- Task requirements -
Take the data below. Output it exactly from its first line through the line containing "Now, the vote".

- Input data -
PR #1353, opened 2023-02-13
Make community votes table an AJAX popup with live data

nimmolo:
Before, the community vote table was pre-rendered in the page with the data available on page load. Voting via Ajax, which does not reload the page, would not affect the table; it would always display the votes that were originally there on page load.

Now, the vote table is rendered by `VotesController#show`, as it would be for no-js users, and therefore should show live data at the time of the request. `VotesController#show` is refactored to handle both `html` and `js` requests.

**New feature**: The votes table now shows the naming that's being voted on. Confusingly this was missing before.


pellaea:
Sweet.  If it works, it looks great.

JoeCohen:
I'm starting to play with this and noticing 2 things that I'll put in separate comments.

JoeCohen:
When I first visit an Observation, it doesn't show my existing vote. 
Compare https://mushroomobserver.org/441942
Screenshot 2023-02-13 at 6 03 48 PM
with http://localhost:3000/441942
Screenshot 2023-02-13 at 6 04 32 PM
(Of course, you'll only see this on a Obs where you already have a vote.)

nimmolo:
@JoeCohen - Thank you! 
Is that the case also on the live site, for you? 

I noticed that too while i was working on #1354 and that PR should fix it, it should maybe merge first.

JoeCohen:
If I click on one of the `%` links in the Community Vote column, it shows all the voters as `admin`, and does not show the weights or the totals.
Screenshot 2023-02-13 at 7 38 21 PM

JoeCohen:
The top screenshot is from the live site, which does show my votes when I first go to the Obs.

> @JoeCohen - Thank you! Is that the case also on the live site, for you?
> 
> I noticed that too while i was working on #1354 and that PR should fix it, it should maybe merge first.

nimmolo:
@JoeCohen - Hm. I did a double-take because I have experienced that bug on another branch, but not the case for me here. I'm logged in as "nathan".

Untitled

Screen Shot 2023-02-13 at 8 04 16 PM

One hypothesis: I've noticed VSCode has been unreliable switching branches in the past, maybe happening again. (I'm using GitHub Desktop to switch branches here, and it's been good so far.)

nimmolo:
New feature: The votes table now shows the naming that's being voted on. 

Screen Shot 2023-02-13 at 8 45 32 PM


Confusingly this was missing before.

pellaea:
Nice!

nimmolo:
@JoeCohen did this ever clear up for you?

nimmolo:
Actually, now I am definitely getting @JoeCohen 's reported problem of the user votes reported as `admin` in the table.
Screen Shot 2023-02-16 at 3 54 10 PM

When i inspect the `Vote.user_id`, it is `0`, and that's reported as `admin`. I'm working off the fresh `checkpoint_zipped.gz` I just created off the live site, so i can easily find the same observation and compare the vote tables.
Screen Shot 2023-02-16 at 3 54 33 PM

@pellaea I feel like i might need your help debugging this. I can't tell why the vote record lookup would suddenly find a `0` user.

pellaea:
Okay, let me check it out and spin it up and see if I can also reproduce
the bug.  Remind me what the steps are?

pellaea:
It's working fine for me.  Help?

nimmolo:
Yeah it was working for me too, until updating my db today. Maybe try the new snapshot?

I'm on this obs: http://localhost:3000/478351

Checking the db directly, the `Vote` record most definitely shows this. Note the `0` user_id on the second vote:
```
3.1.2 :009 > Vote.where(naming_id: 661059)
  Vote Load (356.0ms)  SELECT `votes`.* FROM `votes` WHERE `votes`.`naming_id` = 661059
 =>                                                                                                                                 
[#<Vote:0x00007f722ebe2d08                                                                                                          
  id: 937316,                                                                                                                       
  created_at: Sun, 14 Nov 2021 00:16:04.000000000 EST -05:00,                                                                       
  updated_at: Sun, 14 Nov 2021 00:16:04.000000000 EST -05:00,                                                                       
  naming_id: 661059,                                                                                                                
  user_id: 667,                                                                                                                     
  observation_id: 478351,                                                                                                           
  favorite: true,                                                                                                                   
  value: 2.0>,                                                                                                                      
 #<Vote:0x00007f722ec5bb18                                  
  id: 997262,                                               
  created_at: Wed, 15 Feb 2023 23:18:39.000000000 EST -05:00,
  updated_at: Wed, 15 Feb 2023 23:18:39.000000000 EST -05:00,
  naming_id: 661059,
  user_id: 0,
  observation_id: 478351,
  favorite: false,
  value: -2.0>] 
3.1.2 :010 > 
```

nimmolo:
By the way the user `bobby_bo` (user `12090`) definitely exists on the new snapshot.

nimmolo:
Ahaa: 
```
User.find(12090).votes_anonymous?
true
```

pellaea:
Oh, hell, that's because you're using a sanitized database where it
anonymizes votes for users who want their votes anonymous!

update votes
inner join users on users.id = votes.user_id
set votes.user_id = 0
where users.votes_anonymous = 1;

pellaea:
Yup, mystery solved! :)

nimmolo:
Whee-ew! 
So there IS no anonymous voting on the live site?! Why does it show up?
It also weights their votes differently on local, because user `0` has different reputation.

pellaea:
No, there is anonymous voting on the site.  When we create a "stripped"
version of the database, in order to maintain that anonymity we need to
anonymize those anonymous votes.  We use the snippet I provided above (from
the end of db/clean.sql) to do so.  It felt better to preserve the vote and
instead to change all the anonymous votes to be owned by admin.  One way or
another, it's imperfect.  This way, since admin has no contribution to
speak of, it would weight the votes differently when owned by admin versus
the original user.  But it's better than deleting the vote altogether, in
my opinion.  But we can't leave the user_id on those votes because then
anyone could slurp in the public copy of the database and query all those
anonymous votes and find out who had cast them.

nimmolo:
Ok. That creates some interesting artifacts:

When I first load an obs that has two anonymous votes, it has a vote percentage, say `48% (2)`.
When I click on the voting table, it seems to "realize" they're anonymous and... 
on page reload, the percentage for the same naming is suddenly `0% (2)`.

nimmolo:
@pellaea I've implemented the whirly on click of the vote percentage. Once this merges, i'll add it to the other links.

nimmolo:
Also added whirly to the `Propose another name` link.

pellaea:
Yeah, I highly recommend actually testing on an unsanitized snapshot for
this reason.  There are actions which will automatically refresh the vote
caches and conensus and everything.  The thing which grabs the vote table
must do this. Makes sense.  It already has all the data it needs, right?

pellaea:
Thank you and thank you!

nimmolo:
Yes. But - note that on the live site, the "anonymous" votes ARE labeled with the actual user, in the vote table. 

ref: https://mushroomobserver.org/478351 — _**Ossicaulis**_ naming
e.g., it seems `bobby_bo` votes anonymous, but his name appears in the vote table on the live site.

pellaea:
Well, that's a bug, then, isn't it?  Alright, I'll look at it.  That has to
be resolved ASAP.  Some people take privacy on-line very seriously.
Imagine that.

pellaea:
Arg, it's more screwed up than that.  users.votes_anonymous == 1 means
*not* anonymous, 2 = all anonymous, 3 = grandfather in.  So the live site
is working.  The clean script is not.

nimmolo:
Well that's a relief. 
I vote to merge this if you're satisfied with it, it will reduce confusion on the next PRs.

I have some questions about passing translations to the new MOEvents, but i'll save them for later.

pellaea:
Fine with me!  I'm creating a new stripped snapshot now.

- Answer box -
PR #1353, opened 2023-02-13
Make community votes table an AJAX popup with live data

nimmolo:
Before, the community vote table was pre-rendered in the page with the data available on page load. Voting via Ajax, which does not reload the page, would not affect the table; it would always display the votes that were originally there on page load.

Now, the vote table is rendered by `VotesController#show`, as it would be for no-js users, and therefore should show live data at the time of the request. `VotesController#show` is refactored to handle both `html` and `js` requests.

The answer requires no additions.